* [Problem requirements]:
Filter the entries, keeping every line with the word "creating".

[Saved data entries]
PR #4439, opened 2026-08-22
Add weight options to mesh partitioners

chrisrichardson:
Adds a `cell_weights` argument when creating meshes from scratch, which is passed through to the cell partitioner (ParMETIS, SCOTCH, KaHiP etc.)

Currently, there is no defined way to load cell weights from file. I temporarily added a way of doing this for [XDMFFile.cpp](https://github.com/FEniCS/dolfinx/pull/4439/changes#diff-6d996a20b980b667c6520ba09ac82e6e0e6a39dc5305011684a7eeb4742dd4ec), but we need some thought about how it should work in the future, especially for e.g. mixed topology.

Support for `edge_weights`, i.e. the strength of connection between cells, is partially completed, but not wired through yet to top-level. This will be a future PR.

Prepared with help from Claude Sonnet 5.

### DIFF
--- a/cpp/dolfinx/graph/partition.cpp
+++ b/cpp/dolfinx/graph/partition.cpp
@@ -22,12 +22,15 @@ using namespace dolfinx;
 graph::AdjacencyList<std::int32_t>
 graph::partition_graph(MPI_Comm comm, int nparts,
                        const AdjacencyList<std::int64_t>& local_graph,
-                       bool ghosting)
+                       std::span<std::int32_t> node_weights,
+                       std::span<std::int32_t> edge_weights, bool ghosting)
 {
 #if HAS_PARMETIS
-  return graph::parmetis::partitioner()(comm, nparts, local_graph, ghosting);
+  return graph::parmetis::partitioner()(comm, nparts, local_graph, node_weights,
+                                        edge_weights, ghosting);
 #elif HAS_PTSCOTCH
-  return graph::scotch::partitioner()(comm, nparts, local_graph, ghosting);
+  return graph::scotch::partitioner()(comm, nparts, local_graph, node_weights,
+                                      edge_weights, ghosting);
 #elif HAS_KAHIP
   return graph::kahip::partitioner()(comm, nparts, local_graph, ghosting);
 #else
--- a/cpp/dolfinx/graph/partition.cpp
+++ b/cpp/dolfinx/graph/partition.cpp
@@ -22,8 +22,9 @@ using namespace dolfinx;
 graph::AdjacencyList<std::int32_t>
 graph::partition_graph(MPI_Comm comm, int nparts,
                        const AdjacencyList<std::int64_t>& local_graph,
-                       std::span<std::int32_t> node_weights,
-                       std::span<std::int32_t> edge_weights, bool ghosting)
+                       std::span<const std::int32_t> node_weights,
+                       std::span<const std::int32_t> edge_weights,
+                       bool ghosting)
 {
 #if HAS_PARMETIS
   return graph::parmetis::partitioner()(comm, nparts, local_graph, node_weights,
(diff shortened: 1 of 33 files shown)


jorgensd:
> Adds a `cell_weights` argument when creating meshes from scratch, which is passed through to the cell partitioner (ParMETIS, SCOTCH, KaHiP etc.)
> 
> 
> 
> Currently, there is no defined way to load cell weights from file. I temporarily added a way of doing this for [XDMFFile.cpp](https://github.com/FEniCS/dolfinx/pull/4439/changes#diff-6d996a20b980b667c6520ba09ac82e6e0e6a39dc5305011684a7eeb4742dd4ec), but we need some thought about how it should work in the future, especially for e.g. mixed topology.
> 
> 
> 
> Support for `edge_weights`, i.e. the strength of connection between cells, is partially completed, but not wired through yet to top-level. This will be a future PR.
> 
> 
> 
> Prepared with help from Claude Sonnet 5.

So for cell_weights, you want to have a function that just reads in a flat array of some dtype with the same striding as the reading of rows of the connectivity array?

chrisrichardson:
> > Adds a `cell_weights` argument when creating meshes from scratch, which is passed through to the cell partitioner (ParMETIS, SCOTCH, KaHiP etc.)
> > Currently, there is no defined way to load cell weights from file. I temporarily added a way of doing this for [XDMFFile.cpp](https://github.com/FEniCS/dolfinx/pull/4439/changes#diff-6d996a20b980b667c6520ba09ac82e6e0e6a39dc5305011684a7eeb4742dd4ec), but we need some thought about how it should work in the future, especially for e.g. mixed topology.
> > Support for `edge_weights`, i.e. the strength of connection between cells, is partially completed, but not wired through yet to top-level. This will be a future PR.
> > Prepared with help from Claude Sonnet 5.
> 
> So for cell_weights, you want to have a function that just reads in a flat array of some dtype with the same striding as the reading of rows of the connectivity array?

Yes. Something like that. But it needs to be before or during reading the mesh itself.

jorgensd:
> > > Adds a `cell_weights` argument when creating meshes from scratch, which is passed through to the cell partitioner (ParMETIS, SCOTCH, KaHiP etc.)
> > > Currently, there is no defined way to load cell weights from file. I temporarily added a way of doing this for [XDMFFile.cpp](https://github.com/FEniCS/dolfinx/pull/4439/changes#diff-6d996a20b980b667c6520ba09ac82e6e0e6a39dc5305011684a7eeb4742dd4ec), but we need some thought about how it should work in the future, especially for e.g. mixed topology.
> > > Support for `edge_weights`, i.e. the strength of connection between cells, is partially completed, but not wired through yet to top-level. This will be a future PR.
> > > Prepared with help from Claude Sonnet 5.
> > 
> > 
> > So for cell_weights, you want to have a function that just reads in a flat array of some dtype with the same striding as the reading of rows of the connectivity array?
> 
> Yes. Something like that. But it needs to be before or during reading the mesh itself.

That isn't a problem though, as it should only need to know the global number of cells to get the striding. I use something similar in: https://github.com/scientificcomputing/io4dolfinx/blob/d82ad2ad75fb32d741aaed4e72d9f606e45af311/src/io4dolfinx/backends/xdmf/backend.py#L455-L542
It should more or less call the same as read_cell_tags, but instead of calling distribute entity data, it should just return that data. I guess the general function should be `read_partitioned_data(name_of_array)`, which would do the compute_local_range striding across the first axis of the data?

chrisrichardson:
@jorgensd - it is not a problem of how to read the data, more a question of how to add it to XDMF (or other formats). Or should it be provided by the user as extra data? e.g. the user obtains it somehow beforehand, from another file or something, and it is then an extra input to `read_mesh()`...

jorgensd:
> @jorgensd - it is not a problem of how to read the data, more a question of how to add it to XDMF (or other formats). Or should it be provided by the user as extra data? e.g. the user obtains it somehow beforehand, from another file or something, and it is then an extra input to `read_mesh()`...

We already have `xdmf_utils::get_dataset` that reads the data in this strided fashion.
Exposing this would make your life easier: https://github.com/FEniCS/dolfinx/blob/52a37cb90e6285a0709fb6130f73ea01d41c9127/cpp/dolfinx/io/xdmf_utils.h#L147-L285

jhale (commented):
I would remove the io changes and split that out into another PR, if they are really needed. Rest of PR looks good.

* [Exercise response]:
Adds a `cell_weights` argument when creating meshes from scratch, which is passed through to the cell partitioner (ParMETIS, SCOTCH, KaHiP etc.)
> Adds a `cell_weights` argument when creating meshes from scratch, which is passed through to the cell partitioner (ParMETIS, SCOTCH, KaHiP etc.)
> > Adds a `cell_weights` argument when creating meshes from scratch, which is passed through to the cell partitioner (ParMETIS, SCOTCH, KaHiP etc.)
> > > Adds a `cell_weights` argument when creating meshes from scratch, which is passed through to the cell partitioner (ParMETIS, SCOTCH, KaHiP etc.)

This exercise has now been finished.